Rule 11 sanctions at this juncture are not appropriate. Hi-Tech's motion for Rule 11 sanctions is denied without prejudice.

III. CONCLUSION

For the foregoing reasons, it is hereby

ORDERED that Defendant's Motion to Dismiss Plaintiff's Amended Complaint or, in the Alternative, to Transfer Venue [Doc. # 29] is GRANTED. This action is DISMISSED in deference to the second-filed action brought by Hi-Tech and currently pending before Judge Ellison. It is further

ORDERED that Defendant's Motion for Sanctions [Doc. # 33] is DENIED without prejudice.

FootNotes


1. Clapp is represented by the same counsel as DSN in this action. Counsel is the same for the parties, respectively, in both actions.
2. As noted, Judge Cohen transferred the second-filed action to this judicial district simply because the first-filed case is pending here. See Order dated Nov. 18, 2015, at 5 (Exhibit 5 to Response). See Cadle Co. v. Whataburger of Alice, Inc., 174 F.3d 599, 603 (5th Cir. 1999) (the court with the later-filed action "may refuse to hear it if the issues raised by the cases substantially overlap").
3. 28 U.S.C. § 2201(a) ("In a case of actual controversy within its jurisdiction, . . . any court of the United States, upon the filing of an appropriate pleading, may declare the rights and other legal relations of any interested party seeking such declaration, whether or not further relief is or could be sought.") (emphasis added).
4. See and compare Sherwin-Williams, 343 F.3d at 397 ("A proper purpose of § 2201(a) is to allow potential defendants to resolve a dispute without waiting to be sued or until the statute of limitations has expired." (citing Texas Employers' Ins. Assoc. v. Jackson, 862 F.2d 491, 505 (5th Cir. 1988)). See also Am. Univ. Sys. Inc. v. Am. Univ., 858 F.Supp.2d 705, 712 (N.D. Tex. 2012) (declaratory judgment plaintiff was entitled to bring suit rather than "wait to see if [d]efendants ever made good on their threats to sue" after three letters were sent over a period of several months).
5. These same factors are relevant to the "compelling circumstances" inquiry under the first-filed rule.

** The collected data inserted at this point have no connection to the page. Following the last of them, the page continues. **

PR #2229, opened 2018-10-31
Reverts skew "uncorrection" in index as it affects service percentages

codefromthecrypt:
In #2228 my assumption was incorrect as @tacigar highlighted. This makes
a test to ensure the logic stays the same for now.


codefromthecrypt:
What we did is add an async span that runs past the critical path. 

When we don't do skew correction, the result is this:
screen shot 2018-10-31 at 5 39 54 pm


When we do skew correction, the result is this:
screen shot 2018-10-31 at 5 40 14 pm

While we don't know which result is correct, we should keep the historical behavior until we know what the correct result should be. So, this reverts the change.

PR #2231, opened 2018-11-01
Upgrades to Springboot 2.1 and Zipkin Layout Factory v0.0.3

zeagord:


zipkin-server/src/main/resources/zipkin-server-shared.yml
```diff
@@ -160,6 +160,9 @@ spring:
     exclude:
       # otherwise we might initialize even when not needed (ex when storage type is cassandra)
       - org.springframework.boot.autoconfigure.jdbc.DataSourceAutoConfiguration
+  # Added this to override the default bean definition as the CharacterEncodingFilter bean already
+  # available from HttpEncodingAutoConfiguration
+  main.allow-bean-definition-overriding: true
```
codefromthecrypt: good comment

codefromthecrypt:
travis is angry https://travis-ci.org/openzipkin/zipkin/builds/449208466?utm_source=github_status&utm_medium=notification

zeagord:
Removed `CharacterEncodingFilter` as it is no longer required since Springboot doesn't enforce the response encoding
Removed `WebMvcConfigurerAdapter` as it is deprecated and we can `WebMvcConfigurer` interface to add the resource handlers

codefromthecrypt:
lemme know if you think this is ready to go

shakuzen:
I suppose we could merge, but we wouldn't be able to release with this as currently logging is broken. As mentioned in chat, we think this is the same issue as https://github.com/spring-projects/spring-boot/issues/15074.

codefromthecrypt:
I would suggest against merge as skippable master is important. there might
be change here that works also with boot v2. we can pull that out and merge.

shakuzen (approved):
I think we're good to merge as long as logging still works with Java 8/9/10. I realized after my previous comment that the status quo should be maintained with these changes. Logging won't work with Java 11, but it didn't work with Java 11 before these changes either. So we should still be able to make a release, we just shouldn't claim full runtime compatibility with Java 11 until the logging issue is resolved (most likely by upgrading to a patched Spring Boot version).

codefromthecrypt:
Oh I see. Thanks for the clarification, I agree then.. Click merge!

See Multi-Shot, 2010 WL 376373, at *6 (Rosenthal, J.) ("When the first-filed action is the result of a preemptive `race to the courthouse,' a court may allow a later-filed case to proceed in place of the first-filed action.").
6. DSN argues that Hi-Tech had "no right to choose a forum" on September 12, 2015, when DSN's first-filed case was filed, because Hi-Tech lacked standing until September 24, 2015, when Wheat (Hi-Tech's president) assigned the mark to the company. This fact is immaterial to the Court's analysis.
7. This Court does not reach Hi-Tech's alternate request for transfer of venue to the Northern District of Georgia. On the current record, however, the motion appears weighty, given the deference due to Plaintiff Hi-Tech's choice of forum, the Georgia court's greater familiarity with Georgia state law, and Georgia's local interest in enforcing its laws.